- Born: 5 February 1921 Modlin, Poland
- Died: 8 February 2019 (aged 98)
- Occupation(s): Fencing Master; Chair of the Fencing Department at the Academy of Physical Education in Katowice, Poland

= Zbigniew Czajkowski =

Polish fencing coach (1921–2019)

Zbigniew Czajkowski (5 February 1921 – 8 February 2019) was a Polish fencing coach. Czajkowski was dubbed "Father of the Polish School" of fencing. He coached many champions, including Egon Franke - the first Pole to earn an Olympic gold medal in fencing.

==During the Second World War==
Czajkowski was born in Modlin and started fencing at the age of 14, while in high school. The outbreak of the Second World War interrupted his fencing career as, immediately after his graduation in 1939, he enlisted in the Polish Navy to fight the Nazis. In September 1939, Czajkowski, along with four other Polish sailors, was captured by the Soviet army and sent for interrogation to the city of Kobryn. He was fortunate to avoid execution as the commissar in Kobryn was not interested in Czajkowski and sent him home. Czajkowski then made his way back to the Soviet controlled Lwów and, while waiting to be allowed to cross the Romanian border to rejoin the Polish forces in France, continued his fencing training. In April 1940, while on his way to the border, Czajkowski was again arrested by Soviet soldiers and this time spent over a year in various Soviet prisons, being interrogated and tortured. He was then sent to the Soviet labor camp in Vorkuta, beyond the polar circle where he survived extremely harsh conditions until, in September 1941, the new head of the labor camp decided to free him. During all his time as a Soviet prisoner, one of Czajkowski's main diversions was to hold a wooden spoon in his hand as though it were a sabre and "practice" fencing - visualizing himself engaged in his favorite activity as a distraction from the hardships of his imprisonment. After being freed from Vorkuta, Czajkowski spent weeks making his way to Uzbekistan, where he stayed for several months working on cotton and rice plantations. Before leaving, he also spent some time coaching fencing. On February 5, 1942, his birthday, Czajkowski rejoined the Polish Navy. He eventually was stationed in Great Britain, at the Polish Naval Station in Plymouth. Soon after D-Day, Czajkowski received leave from the Navy and began studying medicine at the University of Edinburgh in Scotland. He fenced for the Edinburgh University fencing club and the Scottish Fencing Club. He also began to do some amateur coaching for the Polish Students Association in Great Britain. His son was born in Edinburgh 1 December 1945.

==Back in Poland==
In 1949, Czajkowski returned to Poland, along with his new wife, Wendy Cochrane-Czajkowska. They lived in Kraków, where Czajkowski finished his final year of studies at the very reputable Jagiellonian University. Less than a year into his career as a doctor, Czajkowski decided to give it up because, as he put it, "Being a doctor is very depressing. You're always surrounded by sick people." He decided to, instead, become a full-time fencing coach.
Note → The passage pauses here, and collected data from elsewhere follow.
PR #10053, opened 2022-07-20
[LinearSolversApplication] Update last version of MKL

loumalouomega:
**📝 Description**
Update last version of MKL in application README

**🆕 Changelog**
- Update last version of MKL in application README


roigcarlo (approved):

roigcarlo:
Unrelated, but should we add *.md files as exceptions for the CI and forward a positive results? this will ease the process of editing doc now that is going to be centralized etc...

loumalouomega:
> Unrelated, but should we add *.md files as exceptions for the CI and forward a positive results? this will ease the process of editing doc now that is going to be centralized etc...

Agree

PR #10054, opened 2022-07-20
[CableNetApp] No compression

KlausBSautter:
Hi, with this PR we neglect the element contributions to forces and stiffness if the element is compressed.

Klaus


applications/CableNetApplication/custom_elements/sliding_cable_element_3D.cpp
```diff
@@ -318,6 +318,7 @@ Vector SlidingCableElement3D::GetDirectionVectorNt() const
 
 Vector SlidingCableElement3D::GetInternalForces()
 {
+  const double numerical_limit = std::numeric_limits<double>::epsilon();
```
loumalouomega: This can defined as as constexpr

applications/CableNetApplication/custom_elements/sliding_cable_element_3D.cpp
```diff
@@ -338,9 +339,15 @@ Vector SlidingCableElement3D::GetInternalForces()
   Values.SetStressVector(temp_stress);
   mpConstitutiveLaw->CalculateMaterialResponse(Values,ConstitutiveLaw::StressMeasure_PK2);
 
-
+ 
   double total_internal_force = (temp_stress[0]+prestress) * area * current_length / ref_length;
 
+  mIsCompressed = false;
+  if ((total_internal_force < 0.00)&&(std::abs(current_length-ref_length)>numerical_limit)) {
```
loumalouomega, line 346: Do you knwo what is more probable to be false?, because the one more probable to be false should go first

applications/CableNetApplication/custom_elements/sliding_cable_element_3D.hpp
```diff
@@ -194,6 +194,9 @@ namespace Kratos
 
     private:
 
+        // boolean for the cable --> does not resist to compression
+        bool mIsCompressed;
```
loumalouomega, line 198: Huum, I would use a flag

loumalouomega (commented):
Some comments

applications/CableNetApplication/custom_elements/sliding_cable_element_3D.cpp
KlausBSautter: OK, good to know. It is already the right way around

applications/CableNetApplication/custom_elements/sliding_cable_element_3D.hpp
KlausBSautter: this is consistent with the cable element. We can change this at some point altogether

loumalouomega (dismissed):
Okay

applications/CableNetApplication/custom_elements/sliding_cable_element_3D.cpp
oberbichler: Why `std::numeric_limits<double>::epsilon`?

KlausBSautter: also, consistency with the other elements.

KlausBSautter:
I replaced the test result data. It varied a little bit but you can see that it is basically still the same: 
grafik

I could think of another test in the future, this on is a bit weird....

KlausBSautter:
@loumalouomega

loumalouomega (approved):

PR #10057, opened 2022-07-21
[core] templated divide geometry utility

pablobecker:
**📝 Description**
This PR templates the divide geometry utility so that the input geometry can be of type node<3> or indexednode type.
This allows to divide recursively the geometries returned by the utilty

**🆕 Changelog**
-Modifies divide geometry utility, derived classes and rest of the code that uses them


pablobecker:
ping @rubenzorrilla

rubenzorrilla (approved):
Very nice, thanks for the effort. Indeed, I think this is how I've should have done it when I implemented it.

PR #10060, opened 2022-07-22
Extending the element size calculator to quadratic elements

jgonzalezusua:
**📝 Description**
This PR is aimed to include quadratic elements support to `element_size_calculator.cpp`.

Tags: 
- Core, Features

**🆕 Changelog**
- Triangle2D6, Quadrilateral2D9, Tetrahedra3D10, Hexahedra3D27 in `element_size_calculator.cpp`.
- Added tests for these elements


kratos/tests/cpp_tests/utilities/test_element_size_calculator.cpp
```diff
@@ -138,6 +172,42 @@ namespace Kratos
                 ElementSizeCalculator<2, 4>::AverageElementSizeDerivative, 1e-8, 1e-7);
         }
 
+        KRATOS_TEST_CASE_IN_SUITE(Quadrilateral2D9MinimumElementSizeDerivatives, KratosCoreFastSuite)
+        {
+            Geometry<NodeType>::PointsArrayType nodes;
+            nodes.push_back(NodeType::Pointer(new NodeType(1, 0.0, 0.0, 0.0)));
```
loumalouomega, line 178: Avoid push_back, define the vector with the final size and assign later. Push_back is inefficient. The same for the others

kratos/utilities/element_size_calculator.cpp
```diff
@@ -116,6 +116,105 @@ double ElementSizeCalculator<2,3>::MinimumElementSizeDerivative(
...
+{
+
+    /* Calculate node-edge distances */
+    const double x10 = rGeometry[1].X() - rGeometry[0].X();
+    const double y10 = rGeometry[1].Y() - rGeometry[0].Y();
+    const double x20 = rGeometry[2].X() - rGeometry[0].X();
+    const double y20 = rGeometry[2].Y() - rGeometry[0].Y();
+
+    // node 0, edge 12
+    double nx = -(y20-y10);
```
loumalouomega: const when possible

kratos/utilities/element_size_calculator.cpp
```diff
@@ -116,6 +116,105 @@ double ElementSizeCalculator<2,3>::MinimumElementSizeDerivative(
...
+    const double y10_derivative = EdgeLengthDerivative(DerivativeNodeIndex, DerivativeDirectionIndex, 1, 0, 1);
+
+    const double x20 = rGeometry[2].X() - rGeometry[0].X();
+    const double x20_derivative = EdgeLengthDerivative(DerivativeNodeIndex, DerivativeDirectionIndex, 2, 0, 0);
+
+    const double y20 = rGeometry[2].Y() - rGeometry[0].Y();
+    const double y20_derivative = EdgeLengthDerivative(DerivativeNodeIndex, DerivativeDirectionIndex, 2, 0, 1);
+
+    // node 0, edge 12
+    double nx = -(y20-y10);
```
loumalouomega: const when possible

kratos/utilities/element_size_calculator.cpp
```diff
@@ -383,6 +605,159 @@ double ElementSizeCalculator<3,4>::MinimumElementSizeDerivative(
...
+    const double y20 = rGeometry[2].Y() - rGeometry[0].Y();
+    const double z20 = rGeometry[2].Z() - rGeometry[0].Z();
+
+    const double x30 = rGeometry[3].X() - rGeometry[0].X();
+    const double y30 = rGeometry[3].Y() - rGeometry[0].Y();
+    const double z30 = rGeometry[3].Z() - rGeometry[0].Z();
+
+    // face 123
+    double nx = (y30-y10)*(z20-z10) - (z30-z10)*(y20-y10);
+    double ny = (z30-z10)*(x20-x10) - (x30-x10)*(z20-z10);
```
loumalouomega: Const when possible

loumalouomega (changes requested):
Some comments

kratos/tests/cpp_tests/utilities/test_element_size_calculator.cpp
jgonzalezusua: I just followed the format of the script. The nodes vector is created using this way in all tests.

jgonzalezusua:
I defined the `ProjectedElementSize` functions for quadratic elements but I have not implemented nothing in them. This is something especific from FIC elements, so the extension to quadratic elements should be implemented for FIC developers

kratos/utilities/element_size_calculator.cpp
jgonzalezusua: These variables cannot be `const` since are modified below

kratos/utilities/element_size_calculator.cpp
jgonzalezusua: These variables cannot be `const` since are modified below

kratos/utilities/element_size_calculator.cpp
jgonzalezusua: These variables cannot be `const` since are modified below

loumalouomega: Okay, my main complain was about the push_back

jgonzalezusua: Yeah, I know, but it is a test, so it is run only once. The rest of the element size tests are created in a similar way. Are you sure we will appreciate the enhancement?

kratos/utilities/element_size_calculator.cpp
```diff
@@ -116,6 +116,105 @@ double ElementSizeCalculator<2,3>::MinimumElementSizeDerivative(
     KRATOS_CATCH("");
 }
 
+// Triangle2D6 version.
+template<>
+double ElementSizeCalculator<2,6>::MinimumElementSize(const Geometry<Node<3> >& rGeometry)
```
rubenzorrilla, line 121: As far as I see the implementation of the quadratic triangle is exactly the same as that of the linear one. If so it is, I'd call the other method in here.

kratos/utilities/element_size_calculator.cpp
```diff
@@ -116,6 +116,105 @@ double ElementSizeCalculator<2,3>::MinimumElementSizeDerivative(
...
+}
+// Triangle2D6 version.
+template<>
+double ElementSizeCalculator<2,6>::MinimumElementSizeDerivative(
+    const unsigned int DerivativeNodeIndex,
+    const unsigned int DerivativeDirectionIndex,
+    const Geometry<Node<3> >& rGeometry)
+{
+    KRATOS_TRY
+
```
rubenzorrilla, line 137: I'm not sure if the derivative is the same for quadratic geometries. @sunethwarna can you confirm please.

Besides, if the implementation is the same we must call the linear method.

kratos/utilities/element_size_calculator.cpp
```diff
@@ -190,49 +289,317 @@ double ElementSizeCalculator<2,4>::MinimumElementSizeDerivative(
...
+    return 0.5 * h2_derivative / std::sqrt(h2);
+
+    KRATOS_CATCH("");
+}
+
+// Quadrilateral2D9 version.
+template<>
+double ElementSizeCalculator<2,9>::MinimumElementSize(const Geometry<Node<3> >& rGeometry)
+{
+
```
rubenzorrilla, line 265: Same comment. This implementation is the same than that of the linear quadrilateral. Call the other method in here.

kratos/utilities/element_size_calculator.cpp
```diff
@@ -190,49 +289,317 @@ double ElementSizeCalculator<2,4>::MinimumElementSizeDerivative(
...
+}
+
+template<>
+double ElementSizeCalculator<2,9>::MinimumElementSizeDerivative(
+    const unsigned int DerivativeNodeIndex,
+    const unsigned int DerivativeDirectionIndex,
+    const Geometry<Node<3> >& rGeometry)
+{
+    KRATOS_TRY
+
```
rubenzorrilla: @sunethwarna can you confirm the quadratic derivative follows the same implementation.

kratos/utilities/element_size_calculator.cpp
```diff
@@ -190,49 +289,317 @@ double ElementSizeCalculator<2,4>::MinimumElementSizeDerivative(
...
+    // face 012
+    nx = y10*z20 - z10*y20;
+    ny = z10*x20 - x10*z20;
+    nz = x10*y20 - y10*x20;
+    hsq = x30*nx + y30*ny + z30*nz;
+    hsq *= hsq / (nx*nx + ny*ny + nz*nz);
+    Hsq = (hsq < Hsq) ? hsq : Hsq;
+    return std::sqrt(Hsq);
+}
```
rubenzorrilla: Why all these lines appear as modified? I can't see the changes with old implementation.

rubenzorrilla: OK. Now I see. GitHub got crazy because the implementation is copied and pasted. Please avoid copying and pasting code by calling the linear tetrahedron function.

kratos/utilities/element_size_calculator.cpp
```diff
@@ -282,16 +649,16 @@ double ElementSizeCalculator<3,4>::MinimumElementSize(const Geometry<Node<3> >&
 }
 
 template<>
-double ElementSizeCalculator<3,4>::MinimumElementSizeDerivative(
+double ElementSizeCalculator<3,10>::MinimumElementSizeDerivative(
     const unsigned int DerivativeNodeIndex,
     const unsigned int DerivativeDirectionIndex,
     const Geometry<Node<3> >& rGeometry)
 {
     KRATOS_TRY
```
rubenzorrilla, line 455: Same comments. @sunethwarna can you confirm and avoid copying and pasting.

kratos/utilities/element_size_calculator.cpp
```diff
@@ -636,14 +1003,179 @@ double ElementSizeCalculator<3,8>::MinimumElementSizeDerivative(
...
+    return 0.5 * h2_derivative / std::sqrt(h2);
+
+    KRATOS_CATCH("");
+}
+
+// Hexahedra3D27 version. We use the distance between face centers to compute lengths.
+template<>
+double ElementSizeCalculator<3,27>::MinimumElementSize(const Geometry<Node<3> >& rGeometry)
+{
+
```
rubenzorrilla: Same copying and pasting comment.

kratos/utilities/element_size_calculator.cpp
```diff
@@ -636,14 +1003,179 @@ double ElementSizeCalculator<3,8>::MinimumElementSizeDerivative(
...
+}
+
+template<>
+double ElementSizeCalculator<3,27>::MinimumElementSizeDerivative(
+    const unsigned int DerivativeNodeIndex,
+    const unsigned int DerivativeDirectionIndex,
+    const Geometry<Node<3> >& rGeometry)
+{
+    KRATOS_TRY
+
```
rubenzorrilla: @sunethwarna this as well.

rubenzorrilla (changes requested):
All quadratic geometries implementations are copied and pasted. This can be avoided by calling the corresponding linear geometries methods.

kratos/utilities/element_size_calculator.cpp
```diff
@@ -827,6 +1406,98 @@ double ElementSizeCalculator<3,4>::AverageElementSizeDerivative(
...
+    const double y10 = rGeometry[1].Y() - rGeometry[0].Y();
+    const double z10 = rGeometry[1].Z() - rGeometry[0].Z();
+
+    const double x20 = rGeometry[2].X() - rGeometry[0].X();
+    const double y20 = rGeometry[2].Y() - rGeometry[0].Y();
+    const double z20 = rGeometry[2].Z() - rGeometry[0].Z();
+
+    const double x30 = rGeometry[3].X() - rGeometry[0].X();
+    const double y30 = rGeometry[3].Y() - rGeometry[0].Y();
+    const double z30 = rGeometry[3].Z() - rGeometry[0].Z();
```
matekelemen: [MathUtils](https://github.com/KratosMultiphysics/Kratos/blob/a602d4c431df9a1ead0a881af9bfc4fc95cdbf0a/kratos/utilities/math_utils.h)? We have cross products, dot products, norms, determinants, etc in there too.

rubenzorrilla: These functions were implemented in this closed form manner to avoid allocating any auxiliary matrix/array. Note that these are likely called for each element at each non-linear iteration.

jgonzalezusua:
> All quadratic geometries implementations are copied and pasted. This can be avoided by calling the corresponding linear geometries methods.

Yes, it is true. I think that I can define only the some nodes (in the vertices) of the quadratic elements to run the cpp tests

rubenzorrilla:
> > All quadratic geometries implementations are copied and pasted. This can be avoided by calling the corresponding linear geometries methods.
> 
> Yes, it is true. I think that I can define only the some nodes (in the vertices) of the quadratic elements to run the cpp tests

Exactly. What I'd is to specialize the templates for the quadratic geometries but these only interface the "old" linear geometries methods.

jgonzalezusua:
> > > All quadratic geometries implementations are copied and pasted. This can be avoided by calling the corresponding linear geometries methods.
> > 
> > 
> > Yes, it is true. I think that I can define only the some nodes (in the vertices) of the quadratic elements to run the cpp tests
> 
> Exactly. What I'd do is to specialize the templates for the quadratic geometries but these only interface the "old" linear geometries methods.

I think this will work with the calculation of the element size, but not with `ElementSizeDerivatives` since it checks the number of nodes of the element.

rubenzorrilla:
> > > > All quadratic geometries implementations are copied and pasted. This can be avoided by calling the corresponding linear geometries methods.
> > > 
> > > 
> > > Yes, it is true. I think that I can define only the some nodes (in the vertices) of the quadratic elements to run the cpp tests
> > 
> > 
> > Exactly. What I'd do is to specialize the templates for the quadratic geometries but these only interface the "old" linear geometries methods.
> 
> I think this will work with the calculation of the element size, but not with `ElementSizeDerivatives` since it checks the number of nodes of the element.

About the derivatives I'd like to hear @sunethwarna 's opinion before merging. He is the one that really knows what's going on in there. In any case, you can move the implementation to an auxiliary private method which is called after the check.

kratos/utilities/element_size_calculator.cpp
sunethwarna: Hi, you are correct @rubenzorrilla. Derivatives are not the same. If you look at the following code snippet
https://github.com/KratosMultiphysics/Kratos/blob/f0b86d60271e58b4681800bb2b771596c7567d7c/kratos/utilities/element_size_calculator.cpp#L62-L64

The quadratice element has six nodes, and it only uses first three nodes for the `MinimumElementSize` calculation. It will give correct answers for the first three `DerivativeNodeIndex`, and will crash if the derivative w.r.t. forth or higher node index node is requested. Therefore I would have another templated method calling the `ElementSizeCalculator<2,3>::MinimumElementSizeDerivative` for first three nodes, and return zero for the rest of the nodes and their directions.

I think, if you run the test case in debug, it will crash due to the fact that error is produced only in debug mode.

kratos/utilities/element_size_calculator.cpp
sunethwarna: It is same as the previous comment. There needs to be another templated function which gives the same derivatives until the forth node, and rest should be made zero.

sunethwarna:
The existing derivative implementation will work for existing number of nodes only. For the higher order elements even though they don't use the additional nodes for element size calculations, the derivatives w.r.t. those nodes should be defined. All the tests created in this PR will fail in debug mode. Therefore I would create new templated methods for all the derivatives and call the corresponding existing derivative method for lower node indices and return zero for higher node indices.

jgonzalezusua:
It passes the tests in my local machine (even in debug mode). @rubenzorrilla, @sunethwarna. I hope everything it's OK.

kratos/utilities/element_size_calculator.cpp
```diff
@@ -116,6 +116,33 @@ double ElementSizeCalculator<2,3>::MinimumElementSizeDerivative(
...
+double ElementSizeCalculator<2,6>::MinimumElementSize(const Geometry<Node<3> >& rGeometry)
+{
+
+    const double minimum_element_size = ElementSizeCalculator<2,3>::MinimumElementSize(rGeometry);
+
+
+    return minimum_element_size;
+}
+// Triangle2D6 version.
+template<>
```
rubenzorrilla:
```suggestion
}

// Triangle2D6 version.
template<>
```
Very minor to ease going through the code.

kratos/utilities/element_size_calculator.cpp
```diff
@@ -230,6 +257,31 @@ double ElementSizeCalculator<2,4>::MinimumElementSizeDerivative(
...
+{
+    double element_size_derivative = 0.0;
+
+    if (DerivativeNodeIndex < 4)
+        element_size_derivative = ElementSizeCalculator<2,4>::MinimumElementSizeDerivative(DerivativeNodeIndex,DerivativeDirectionIndex,rGeometry);
+
+    return element_size_derivative;
+}
+
+
```
rubenzorrilla:
```suggestion
```
(again very minor to avoid useless whitespaces)

rubenzorrilla (dismissed):
Changes make sense for me. Removing my blocker. Thanks @jgonzalezusua .

jgonzalezusua:
@loumalouomega, do you agree with the changes?

loumalouomega (commented):
Okay from my side

jgonzalezusua:
Thanks, @loumalouomega. Could you approve?

loumalouomega (approved):
I didn't remember to block this in first place :P

PR #10065, opened 2022-07-26
bugfix minimum element size calculator for quadrilaterals

jgonzalezusua:
**📝 Description**
This PR is aimed to fix a small error in function `ElementSizeCalculator<2,4>::MinimumElementSize` of the `element_size_calculator.ccp`. Instead of comparing the distance between the centers of the faces, it is comparing the distance between the center of the faces and the center of the element.

Tags: 
- Bugfix

**🆕 Changelog**
- Changed x10 and y10 variables. Now they represent the x and y coordinates of the the center of the 10 edge instead of 30 which is a diagonal.


sunethwarna (commented):
I think this makes sense. But you may have to change the reference values of those failing tests.

jgonzalezusua:
Yes, I will change them in a few a days

jgonzalezusua:
@sunethwarna, can you approve the PR when it passes the checks? The new `if` statement in the `test_element_calculator.cpp` is done to check the derivatives when regular quadrilaterals are used.

jgonzalezusua:
@rubenzorrilla, the changes in the fluid tests come from fixing the bug in the minimum lement size calculator

kratos/utilities/element_size_calculator.cpp
```diff
@@ -223,7 +223,9 @@ double ElementSizeCalculator<2,4>::MinimumElementSizeDerivative(
     const double h2_eta_derivative = 2 * deta_x * deta_x_derivative + 2 * deta_y * deta_y_derivative;
 
     const double h2 = h2_xi < h2_eta ? h2_xi : h2_eta;
-    const double h2_derivative = h2_xi < h2_eta ? h2_xi_derivative : h2_eta_derivative;
+    double h2_derivative = h2_xi < h2_eta ? h2_xi_derivative : h2_eta_derivative;
+    if (h2_xi == h2_eta)
+        h2_derivative = std::min(h2_xi_derivative,h2_eta_derivative);
```
sunethwarna: I'm curious about the reasoning for this? derivative at this point is undefined.

sunethwarna (dismissed):
I am ok with the changes. May be you can wait till @rubenzorrilla also approves.

kratos/utilities/element_size_calculator.cpp
jgonzalezusua: This is to avoid an error in the test when the quadrilateral is a square.

jgonzalezusua:
@rubenzorrilla, do you agree?

jgonzalezusua:
@rubenzorrilla, is this PR ok for you?

kratos/utilities/element_size_calculator.cpp
```diff
@@ -223,7 +223,9 @@ double ElementSizeCalculator<2,4>::MinimumElementSizeDerivative(
     const double h2_eta_derivative = 2 * deta_x * deta_x_derivative + 2 * deta_y * deta_y_derivative;
 
     const double h2 = h2_xi < h2_eta ? h2_xi : h2_eta;
-    const double h2_derivative = h2_xi < h2_eta ? h2_xi_derivative : h2_eta_derivative;
+    double h2_derivative = h2_xi < h2_eta ? h2_xi_derivative : h2_eta_derivative;
+    if (h2_xi == h2_eta)
```
rubenzorrilla:
```suggestion
    if (std::abs(h2_xi - h2_eta) < 1.0e-12)
```
Since you're comparing floats.

rubenzorrilla (commented):
Aside of the floating point comparison issue, I'm fine with the changes.

rubenzorrilla (approved):

rubenzorrilla:
Fine for me. Thanks for the fix.

PR #10070, opened 2022-07-27
use the "advanced" version of the bin search

RiccardoRossi:
**📝 Description**
this is a performance fix to avoid the creation of temporary for every node. 

also a large number of maximum results is used which help prevents segfaults in cases in which the maximum number of search results is exceeded. (marked as bugfix because of this reason)

- Performance, Bugfix

**🆕 Changelog**
usingthe "advanced" version of the bin search instead of the simplified one so that TLS storage can be used for auxilary search array

### DIFF
--- a/applications/MeshMovingApplication/custom_utilities/fixed_mesh_ale_utilities.cpp
+++ b/applications/MeshMovingApplication/custom_utilities/fixed_mesh_ale_utilities.cpp
@@ -151,6 +151,7 @@ namespace Kratos
 
     void FixedMeshALEUtilities::ComputeMeshMovement(const double DeltaTime)
     {
+
         // Initialize the PRESSURE and VELOCITY virtual mesh values
         this->InitializeVirtualMeshValues();
 
@@ -165,6 +166,7 @@ namespace Kratos
 
         // Set the mesh moving strategy
         this->SolveMeshMovementStrategy(DeltaTime);
+
     }
 
     void FixedMeshALEUtilities::UndoMeshMovement()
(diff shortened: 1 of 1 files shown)


applications/MeshMovingApplication/custom_utilities/fixed_mesh_ale_utilities.cpp
```diff
@@ -192,13 +194,24 @@ namespace Kratos
 
         // Search the origin model part nodes in the virtual mesh elements and
         // interpolate the values in the virtual element to the origin model part node
-        block_for_each( rOriginModelPart.Nodes(),
-            [&]( Node<3>& rNode )
+
+        unsigned int max_results=10000;
```
RiccardoRossi, line 198: note that i am defining a larger number of results than it was used before. with 1000 it was crashing (which in turn suggests that we should tune the cell size for performance reasons)

applications/MeshMovingApplication/custom_utilities/fixed_mesh_ale_utilities.cpp
```diff
@@ -192,13 +194,24 @@ namespace Kratos
...
+            [&]( Node<3>& rNode,
+                 typename BinBasedFastPointLocator<TDim>::ResultContainerType& search_results
+             )
             {
                 // Find the origin model part node in the virtual mesh
-                Vector aux_N;
+                Vector aux_N(4);
                 Element::Pointer p_elem = nullptr;
-                const bool is_found = bin_based_point_locator.FindPointOnMeshSimplified(rNode.Coordinates(), aux_N, p_elem);
+                const bool is_found = bin_based_point_locator.FindPointOnMesh(
```
loumalouomega, line 208: This is faster than FindPointOnMeshSimplified?

RiccardoRossi: yes, because it avoids creating the temporary array "search results"

loumalouomega: Good to know, because there are two processes in the MeshingApplication using this

applications/MeshMovingApplication/custom_utilities/fixed_mesh_ale_utilities.cpp
```diff
@@ -192,13 +194,24 @@ namespace Kratos
...
+        unsigned int max_results=10000;
+        double search_tol = 1e-5;
+        block_for_each( rOriginModelPart.Nodes(), typename BinBasedFastPointLocator<TDim>::ResultContainerType(max_results),
+            [&]( Node<3>& rNode,
+                 typename BinBasedFastPointLocator<TDim>::ResultContainerType& search_results
+             )
             {
                 // Find the origin model part node in the virtual mesh
-                Vector aux_N;
+                Vector aux_N(4);
```
rubenzorrilla:
```suggestion
                Vector aux_N(TDim+1);
```

rubenzorrilla (approved):

rubenzorrilla:
Merging as I need to do some modifications which will conflict this.

PR #10074, opened 2022-07-27
[BDF] Constant DT and high order schemes

miguelmaso:
**📝 Description**
In #9901 the verbosity was reduced and the warning was turned into an error.
Now, the comparison of small floats is throwing an error because of the roundoff. This is a problem because the simulation is killed.

**🆕 Changelog**
- Better comparison of small floats


loumalouomega (approved):
Okay

miguelmaso:
thanks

In 1950, Czajkowski became the first post-war Polish National Champion in foil. He also represented Poland many times as a member of its national team - particularly achieving success in sabre, his favorite weapon. His best competitive result came at the 1953 World Championships in Brussels, where Czajkowski won a bronze medal in the team sabre event.

==Coaching success==
In 1964 Czajkowski's student, Egon Franke became the first Pole to ever earn an Olympic gold medal in fencing when he won the individual men's foil title. Czajkowski spent many years as Poland's top coach, creating dozens of national, European, World, and Olympic medalists in all three weapons. His international success continued into his 70s when, in 1996, his student Magdalena Jeziorowska became European Women's Epee Champion.

Some of Czajkowski's notable students include:
- Bogdan Gonsior - 1963 World Championship Bronze medalist in épée
- Egon Franke - 1964 Olympic Champion in foil
- Elżbieta Cymerman - nine-time Polish national champion in women's foil, silver medalist at the World University Games, gold medalist at the Socialist Countries Championships
- Jacek Bierkowski - 1975 World Championship Silver medalist in sabre
- Magdalena Jeziorowska - 1996 European Champion in women's épée

== Academic career ==
Since 1980, Czajkowski has been director of the Fencing Department at the Academy of Physical Education in Katowice where he has educated over one hundred fencing masters, including Edward Korfanty, Artur Wasiolka, Pawel Mancewicz, Michael Marx and Andrzej Gottner. Along with his medical degree, Czajkowski has a PhD in Physical Education and many honorary degrees. Czajkowski has written hundreds of published articles on fencing and its training, and thirty books including Understanding Fencing - The Unity of Theory and Practice, which was published in 2005 in the United States.